Seriously, I don’t regret keeping Nolan home, because he wasn’t 100 percent. There’s an unwritten rule that dads will break the rules when they’re left in charge. Nolan got two car rides, including one where we stopped at Dunkin’ Donuts and I bought him a strawberry coolatta. He got an ample amount of YouTube Kids time. He wanted lunch before 11 a.m., so he got to eat lunch before 11 a.m.
Still, there’s nothing like getting Nolan back into his routine, which we think he’s ready for. If all goes well, he’ll either be en route to school or already there by the time you read this. He still was coughing as of Sunday night, but hopefully it’s nothing that 12-hour Delsym can’t help. Overall, he had a lot of energy and was quite happy this past weekend.

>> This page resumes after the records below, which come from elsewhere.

Issue #2066, opened 2021-11-23
Defining different attributes for `new`/`create` or `edit`/`update` actions without defining `FORM_ATTRIBUTES` makes it crash


pjmartorell:
* What were you trying to do?
Upgraded from `0.13` to `main` (9e462f7179f47151d1b91aab59291e6884870dab). I tried to define different attributes for new/create or edit/update actions as stated here: https://github.com/thoughtbot/administrate/blob/main/docs/customizing_dashboards.md#form-attributes

  When trying to `update` or `create` a record in the dashboard, there is a crash. This is because, when validating permitted attributes, it's trying to get these attributes from `self.class::FORM_ATTRIBUTES` but it should get them from `"FORM_ATTRIBUTES_#{action.upcase}"` as `FORM_ATTRIBUTES` is not defined anymore. `specific_form_attributes_for(action)` is returning `nil` because `action` is not being passed in `permitted_attributes`. So the solution is to pass the `action_name` when checking permitted attributes.

* What did you end up with (logs, or, even better, example apps are great!)?
The affected code is related with https://github.com/thoughtbot/administrate/pull/1991
**Logs:**
  <img width="1065" alt="Screenshot_2021-11-23_at_12_43_43" src="https://user-images.githubusercontent.com/345520/143021057-fbc9225d-3421-4b75-89e8-92a78b996401.png">

  **My workaround:**
  In my `UserDashboard` added the following overrides:

  ```ruby
  def permitted_attributes(action)
    action =
      case action
      when "update" then "edit"
      when "create" then "new"
      else action
      end

    form_attributes(action).map do |attr|
      attribute_types[attr].permitted_attribute(
        attr,
        resource_class: self.class.model
      )
    end.uniq
  end

  def form_attributes(action = nil)
    specific_form_attributes_for(action) || self.class::FORM_ATTRIBUTES
  end

  def specific_form_attributes_for(action)
    return unless action

    cname = "FORM_ATTRIBUTES_#{action.upcase}"

    self.class.const_get(cname) if self.class.const_defined?(cname)
  end
  ```
  In my `Admin::UsersController` add the following override:

  ```ruby
  def resource_params
    params.require(resource_class.model_name.param_key)
          .permit(dashboard.permitted_attributes(action_name))
          .transform_values { |v| read_param_value(v) }
  end
  ```

* What versions are you running?
  - Rails: 6.1.3.1
  - administrate (9e462f7179f47151d1b91aab59291e6884870dab)

[...]

PR #2356, opened 2023-04-17
make permitted_attributes support action

### LINKED ISSUE #2352: the permitted_attributes may need pass current action
https://github.com/thoughtbot/administrate/blob/062ea9f517b140ea04e2c6c4ff3a00a563bafcac/lib/generators/administrate/dashboard/templates/controller.rb.erb#L39

the permitted_attributes may need pass current action to support "FORM_ATTRIBUTES_NEW" and "FORM_ATTRIBUTES_EDIT". 

otherwise only go through "FORM_ATTRIBUTES" whatever edit or new action.

jubilee2:
fix #2352 and #2066

### DIFF
--- a/lib/administrate/base_dashboard.rb
+++ b/lib/administrate/base_dashboard.rb
@@ -62,11 +62,18 @@ module Administrate
       self.class.const_get(cname) if self.class.const_defined?(cname)
     end
 
-    def permitted_attributes
-      form_attributes.map do |attr|
+    def permitted_attributes(action = nil)
+      action =
+        case action
+        when "update" then "edit"
+        when "create" then "new"
+        else action
+        end
+      form_attributes(action).map do |attr|
         attribute_types[attr].permitted_attribute(
           attr,
           resource_class: self.class.model,
+          action: action,
         )
       end.uniq
     end
--- a/lib/administrate/base_dashboard.rb
+++ b/lib/administrate/base_dashboard.rb
@@ -51,6 +51,12 @@ module Administrate
     end
 
     def form_attributes(action = nil)
+      action =
+        case action
+        when "update" then "edit"
+        when "create" then "new"
+        else action
+        end
       specific_form_attributes_for(action) || self.class::FORM_ATTRIBUTES
     end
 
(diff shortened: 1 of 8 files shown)


lib/administrate/base_dashboard.rb
```diff
@@ -62,11 +62,18 @@ def specific_form_attributes_for(action)
...
 
-    def permitted_attributes
-      form_attributes.map do |attr|
+    def permitted_attributes(action = nil)
+      action =
+        case action
+        when "update" then "edit"
+        when "create" then "new"
+        else action
+        end
```
pablobm, line 71: This code also exists in `lib/administrate/page/form.rb` where it's also used ahead of calling `form_attributes`. What do you think of removing it from both places and putting it at the start of `form_attributes` instead?

pablobm (commented):
Looks good, thank you! I have left one comment and I think this should be good to merge soon :+1:

lib/administrate/base_dashboard.rb
jubilee2: done

spec/controllers/admin/customers_controller_spec.rb
```diff
@@ -66,6 +66,11 @@ def default_sorting_direction
         expect(locals[:resources].map(&:name)).to eq sorted_customer_names
       end
     end
+
+    it "assigns the action name as a string" do
+      get :index
+      expect(controller.action_name).to be_a(String)
+    end
```
pablobm, line 73: Can you also remove this, please? This is standard Rails behaviour and unrelated to this feature, so it doesn't need to be tested. Sorry I missed this yesterday.

pablobm (commented):
Just one tiny thing left!

spec/controllers/admin/customers_controller_spec.rb
jubilee2: I want make sure action name is string not symbo, anyway I can remove it
```
      action =
        case action
        when "update" then "edit"
        when "create" then "new"
        else action
        end
```

pablobm (approved):

pablobm:
Thank you again!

I wish I could say the same. I already was starting to feel run down before spending 3½ hours outside Sunday digging out from the snowstorm that hit our area and working up quite a sweat on a chilly day. My throat is scratchy, I’m stuffy, and I’ve started coughing. Maybe Nolan didn’t take advantage of his sick day, but I’ll be more than happy to do so. Maybe I’ll even see if Luke and Laura are still married after nearly 40 years.
Glad to hear Nolan wasn’t ill last week. Hope you find the missing battery soon and you scratchy throat feels better after a day of quite. We received 6” of snow yesterday which looks beautiful in the sunshine this morning but now it can melt. Happy February!